According to Jennerex, the presented data demonstrated clear dose-related delivery to solid tumors, cancer-targeted replication and gene expression, and anti-cancer effects of JX-594 delivered IV. Choi (necrotic) responses were more commonly observed in patients treated at higher doses. In addition, intravenous infusion of JX-594 was safe and well-tolerated.
The open-label, dose-escalation study was completed at four sites in the US and Canada. A total of 23 patients with solid tumors refractory to standard therapy were enrolled. Patients received a single treatment at one of five dose levels, with follow-up at periodic intervals.
Six out of eight patients in the higher-dose cohorts evaluable to date (cohorts 3, 4, 5) exhibited disease control as defined by stable disease by RECIST (Response Evaluation Criteria in Solid Tumors) criteria and/or Choi (necrotic) response. Two out of six patients in the low dose cohorts exhibited disease control (RECIST stable disease) but no responses.

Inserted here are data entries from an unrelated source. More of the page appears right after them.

PR #4284, opened 2026-07-29
fix(resource-group): map duplicate group id to 409

parviz-93:
## Description

`create_group` lets the caller supply the group `id`. The group primary key is
global across tenants, so that id may already be taken. Until now every insert
error — including a duplicate-key violation — became `DomainError::database`,
which reaches the client as a generic **500**.

A conflict the caller caused is not a server fault. The contract already said so:
the route declares `.error_409(openapi)` and `openapi.yaml` lists `201, 400, 409`
for `createGroup`. The implementation simply never produced the 409.

This change makes the implementation match the contract it already publishes.
No schema change, no route change, no spec change — the generated OpenAPI is
byte-identical.

**What changed**

- New typed variant `DomainError::GroupAlreadyExists { id }`, shaped like its
  neighbour `GroupNotFound`.
- `GroupRepository::insert` now classifies the failure with the shared
  `ScopeError::is_unique_violation` helper instead of matching the driver's
  message text inline. The helper reads SQLSTATE first (23505 on PostgreSQL,
  1555/2067 on SQLite, 1062 and friends on MySQL) and only falls back to text
  when a proxy has stripped the code.
- `MembershipRepository::insert` switched to the same helper, so this decision is
  made in one place rather than two. Its inline matching was case-sensitive and
  had no branch for MySQL's "Duplicate entry".
- The new variant maps to `already_exists` (409), placed with the other
  duplicate-on-create variants in `api/rest/error.rs`.

**Why the message cannot be wrong**

`id` is the only unique constraint on `resource_group`, and the composite primary
key is the only one on `resource_group_membership`. Both tables come from a single
migration; every other index is non-unique and the remaining constraints are
foreign keys. So a unique violation on either insert can only be the collision the
error names.

**Version bump — maintainer call**

`DomainError` is `pub` and not `#[non_exhaustive]`, so adding a variant is
breaking by the letter of the versioning guide: a downstream exhaustive `match`
would stop compiling.

The exposure is nominal. `docs/toolkit_unified_system/02_gear_layout_and_sdk_pattern.md`
marks `domain/` as "internal business logic" and states consumers need "only one
dependency" — the `-sdk` crate. Both reverse dependencies on crates.io,
`cf-gears-account-management` and `cf-gears-rg-tr-plugin`, follow that and depend
on `cf-gears-resource-group-sdk`; neither references `DomainError`. Reaching this
type at all means bypassing the SDK contract.

Flagging it rather than deciding it — pre-1.0 a strict reading gives `0.3.0`.

**Overlap with #4269**

That PR rewrites this same `insert` to drop the post-insert re-read. The two
changes touch adjacent lines, so whichever lands second gets a three-line
conflict. Happy to rebase on top of it.

## Type of Change
- [ ] Documentation update

Ticked "Bug fix" for the wire behaviour, which is a pure fix. See the version-bump
note above for the Rust surface — that box is a maintainer decision.

## Testing
- [x] Unit tests pass
- [x] Integration tests pass
- [ ] Manual testing completed — n/a, no live instance was exercised

`make check` passes end to end: 9305/9305 tests across 332 binaries, plus fmt,
cfs-validate, clippy, lychee, cargo-deny, dylint, dylint-test and gts-docs.

Four tests added, all on the group path. The one that matters is
`group_create_duplicate_id_is_already_exists` in `tests/group_service_test.rs`.
It creates a group with an explicit id in one tenant, then tries the same id from
a **different** tenant, and asserts the typed variant — so it pins the id as
globally unique rather than unique per tenant, which is the premise this whole fix
rests on. (Thanks to the review bot for catching that the first version used one
tenant for both creates and therefore proved the weaker property.)

I checked that it actually bites: disabling the classification makes it fail,
restoring it makes it pass. The same check on `membership_add_duplicate`
(`tests/membership_service_test.rs`) confirms the membership change is covered by
that existing test, so no new one was needed there.

The other three tests cover the variant and its `Display`, the SDK projection, and
the wire `Problem` status.

## Documentation
- [ ] Code is documented with rustdoc comments — n/a, no rustdoc on production
      code; the variant documents itself via `#[error]`, as all variants here do
- [ ] README updated (if applicable) — n/a
- [ ] API documentation updated (if applicable) — n/a, 409 was already declared
      on the route and in `openapi.yaml`

## Checklist
- [x] Self-review completed
- [x] No linting errors (`cargo clippy`) — and `cargo dylint`

## Related Issues

None.

## Follow-up

`DomainError` here is not `#[non_exhaustive]`, so every future error variant
raises the same version-bump question this PR does. Worth noting this looks like
a repo-wide default rather than an oversight in this gear: of the 17 gears with a
`domain/error.rs`, only `account-management` and `credstore` carry the attribute.
That seems better settled as a repo-wide decision than inside a bug fix — happy to
raise it separately.

## Summary by CodeRabbit

* **Bug Fixes**
  * Duplicate group IDs now return a clear “already exists” error instead of a generic database error.
  * Conflict responses now include the affected resource ID and use the appropriate HTTP 409 status.
  * Improved detection and handling of duplicate membership records.

* **Tests**
  * Added coverage for duplicate group creation, error details, and API response mappings.

### DIFF
--- a/gears/system/resource-group/resource-group/src/api/rest/error.rs
+++ b/gears/system/resource-group/resource-group/src/api/rest/error.rs
@@ -128,6 +128,11 @@ impl From<DomainError> for CanonicalError {
             DomainError::DuplicateMembership { key, message } => {
                 RgError::already_exists(message).with_resource(key).create()
             }
+            DomainError::GroupAlreadyExists { id } => {
+                RgError::already_exists(format!("Resource group with id '{id}' already exists"))
+                    .with_resource(id.to_string())
+                    .create()
+            }
             DomainError::TenantRootAlreadyExists {
                 existing_root_id,
                 detail,
--- a/gears/system/resource-group/resource-group/src/domain/error.rs
+++ b/gears/system/resource-group/resource-group/src/domain/error.rs
@@ -28,6 +28,9 @@ pub enum DomainError {
     #[error("Group not found: {id}")]
     GroupNotFound { id: uuid::Uuid },
 
+    #[error("Group already exists: {id}")]
+    GroupAlreadyExists { id: uuid::Uuid },
+
     #[error("Membership not found: {key}")]
     MembershipNotFound { key: String },
 
@@ -140,6 +143,11 @@ impl DomainError {
     #[must_use]
     pub fn group_not_found(id: uuid::Uuid) -> Self {
         Self::GroupNotFound { id }
+    }
+
+    #[must_use]
+    pub fn group_already_exists(id: uuid::Uuid) -> Self {
+        Self::GroupAlreadyExists { id }
     }
 
     pub fn membership_not_found(key: impl Into<String>) -> Self {
--- a/gears/system/resource-group/resource-group/src/infra/storage/group_repo.rs
+++ b/gears/system/resource-group/resource-group/src/infra/storage/group_repo.rs
@@ -649,9 +649,16 @@ impl GroupRepositoryTrait for GroupRepository {
             ..Default::default()
         };
 
+        // The group PK is global, so a caller-supplied `id` may already be taken.
         toolkit_db::secure::secure_insert::<ResourceGroupEntity>(model, &scope, db)
             .await
-            .map_err(|e| DomainError::database(e.to_string()))?;
+            .map_err(|e| {
+                if e.is_unique_violation() {
+                    DomainError::group_already_exists(id)
+                } else {
+                    DomainError::database(e.to_string())
+                }
+            })?;
 
         self.find_model_by_id(db, id)
             .await?
--- a/gears/system/resource-group/resource-group/src/infra/storage/membership_repo.rs
+++ b/gears/system/resource-group/resource-group/src/infra/storage/membership_repo.rs
@@ -114,8 +114,7 @@ impl MembershipRepositoryTrait for MembershipRepository {
         toolkit_db::secure::secure_insert::<MembershipEntity>(model, &scope, db)
             .await
             .map_err(|e| {
-                let msg = e.to_string();
-                if msg.contains("duplicate key") || msg.contains("UNIQUE constraint") {
+                if e.is_unique_violation() {
                     DomainError::duplicate_membership(
                         format!("({group_id}, type_id={gts_type_id}, {resource_id})"),
                         format!(
@@ -123,7 +122,7 @@ impl MembershipRepositoryTrait for MembershipRepository {
                         ),
                     )
                 } else {
-                    DomainError::database(msg)
+                    DomainError::database(e.to_string())
                 }
             })?;
 
--- a/gears/system/resource-group/resource-group/tests/api_rest_test.rs
+++ b/gears/system/resource-group/resource-group/tests/api_rest_test.rs
@@ -9,7 +9,7 @@
 mod common;
 
 use std::sync::Arc;
-use toolkit_gts::gts_id;
+use toolkit_gts::{gts_id, gts_uri};
 
 use async_trait::async_trait;
 use axum::Router;
@@ -45,6 +45,8 @@ macro_rules! rg_type_id {
         format!("{}{}", gts_id!("cf.core.rg.type.v1~"), format_args!($($arg)*))
     };
 }
+
+const ALREADY_EXISTS_TYPE: &str = gts_uri!("cf.core.errors.err.v1~cf.core.err.already_exists.v1~");
 
 // ── Noop OpenAPI Registry for tests ─────────────────────────────────────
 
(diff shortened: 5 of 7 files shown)


ffedoroff:
Nice change — turning a PK collision into a typed conflict is right, and replacing the hand-rolled `duplicate key` / `UNIQUE constraint` substring match in `membership_repo` with the shared `is_unique_violation` classifier is the better half of it: that detector only ever covered Postgres and SQLite wording and would have silently missed MySQL.

The tiers you picked are the right ones per `docs/toolkit_unified_system/12_unit_testing.md`. The three `domain_unit_test.rs` cases are **unit / pure logic** — no DB, no async (`12:22`, `12:48`). `group_create_duplicate_id_is_already_exists` is **unit / service-level against SQLite `:memory:`**, which `12:26-28` names as the preferred tool at the repository↔DB boundary. No objection to either.

Four things I'd add, in rough order of value. Tier is named for each so it's clear where they belong:

**1. 409 at the REST layer — unit tier, REST-level `Router::oneshot`.** Same suite as the others, in `tests/api_rest_test.rs`, which already has the harness. `12:54` and `12:369` place response-shape checks at this level; it is *not* E2E despite living in `tests/`. Today the only thing pinning 409 is `domain_to_problem_group_already_exists_is_409`, which exercises the mapping in isolation and would still pass if the handler path stopped producing it. Two `POST /groups` with the same `id`, asserting 409 **and** the `problem+json` body — type, status, `resource_name`.

**2. The same-tenant duplicate — unit tier, service-level with SQLite.** Extends what you already wrote, same file and style. The current test uses two tenants, which is the interesting edge; a caller reusing an id inside their own tenant is the common one and reaches the insert through a different preflight. Both are worth pinning.

**3. A secondary-artifact assertion — unit tier, inside the service test you already have.** No new test, just more assertions on the existing one. `12:251-334` asks for more than the error variant: after the rejected second create, confirm with a **direct entity query** that the first group is still present and unmodified (name, tenant). A failed insert must not have touched it. `12:95` specifically calls for the direct query rather than a service read here, since a scoped read could mask the state.

**4. Coverage for the `membership_repo` swap — unit tier, service or repository level with SQLite.** The behaviour is claimed unchanged and I believe it is, but nothing in the diff demonstrates it. If an existing duplicate-membership test already covers that path, naming it in the description is enough — no new test needed.

**Deliberately not asking for an E2E test.** By `13_e2e_testing.md` that tier means a running server against real PostgreSQL, and its goal is one call per API method plus integration seams — `POST /groups` is already covered there. A status-code change on an already-covered route doesn't earn a new E2E case; items 1–4 sit closer to the defect and run in seconds.

**One follow-up, explicitly out of scope for this PR — PG integration tier, behind `--features integration`.** `is_unique_violation` is two-stage: `sea_orm::SqlErr::UniqueConstraintViolation` from the parsed SQLSTATE first, string matching only as a fallback (`libs/toolkit-db/src/secure/error.rs:46-70`). SQLite reaches only the fallback, so the branch that runs in production is unexercised by any of the above. resource-group has no Postgres tier on `main` — no `integration` feature, no `pg_*` tests, no `make test-rg-pg` — so standing it up here would dwarf a 92-line fix. The template is account-management: `tests/conversion_integration_pg.rs` gated by `[features] integration`, plus a Makefile target modelled on `test-users-info-pg`. Happy to open that as its own issue.

For the description rather than the code: which of the new tests fail on `main` without the fix. I expect all four do, but `12:40-41` makes that the bar and it's cheap to record.

And treat the list above as a floor rather than a specification — if you see cases I've missed, or think a different shape of test pins the behaviour better, add them. You're closer to this change than I am.

parviz-93:
All four addressed — items 1–3 in the follow-up commit, item 4 needed no code.

**Which tests fail without the fix.** Reverting only the `is_unique_violation` discriminator in `group_repo.rs`, leaving everything else in place:

| test | without the fix |
|---|---|
| `create_group_duplicate_id_returns_409` | fails — `left: 500, right: 409` |
| `group_create_duplicate_id_is_already_exists` | fails |
| `group_create_duplicate_id_same_tenant_is_already_exists` | fails |
| `domain_error_group_already_exists_format` | **passes** |
| `domain_to_sdk_group_already_exists` | **passes** |
| `domain_to_problem_group_already_exists_is_409` | **passes** |

So your expectation that all of them fail does not hold, and item 1 was pointing at a real hole. The three unit cases build the `DomainError` by hand, so they pin the mapping and nothing that reaches it. On `main` proper they do not compile, since the variant does not exist yet — but that is weaker than catching the regression.

**Item 4 — coverage for the `membership_repo` swap.** `membership_add_duplicate` (TC-MBR-03, `tests/membership_service_test.rs:120`) calls `add_membership` twice and reaches `MembershipRepository::insert`; there is no preflight ahead of it, `membership_service.rs:214` defers duplicate detection to the repo. Its assertion accepts any of `Conflict`, `ConflictActiveReferences` or `DuplicateMembership`, so it pins the path but not the variant. Left as is rather than widen this PR.

**Postgres tier for the SQLSTATE branch.** Agreed it is out of scope here, and happy for you to open it as its own issue. Worth noting we have a direct interest: that branch is the one that runs in production, so it decides whether this fix works there at all.

Took the list as given rather than adding to it, to keep the diff easy to read.

Local `make check` is green — 9307 tests, 368 skipped.

ffedoroff (approved):
approved

nonameffh (approved):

The primary endpoints of the trial included safety and determination of the maximum tolerated dose given through intravenous administration. No serious adverse events related to JX-594 therapy were reported and no dose-limiting toxicities were reported. A biomarker analysis further strengthened the finding of dose-dependent replication in tumors following IV administration.
David Kirn, president and CEO of Jennerex, said: “These data represent a significant milestone for the field of oncology and viral therapy as this is the first time that a viral or genetic product has demonstrated reproducible, biopsy-proven delivery to multiple solid tumor types following intravenous administration.
“We look forward to extending our experience with IV JX-594 in our planned Phase 3 trial in patients with advanced liver cancer. This pivotal trial will utilize both IV and targeted intratumoral injections of JX-594 to maximize potential patient benefit. We expect to initiate this study in Q4 of 2010.”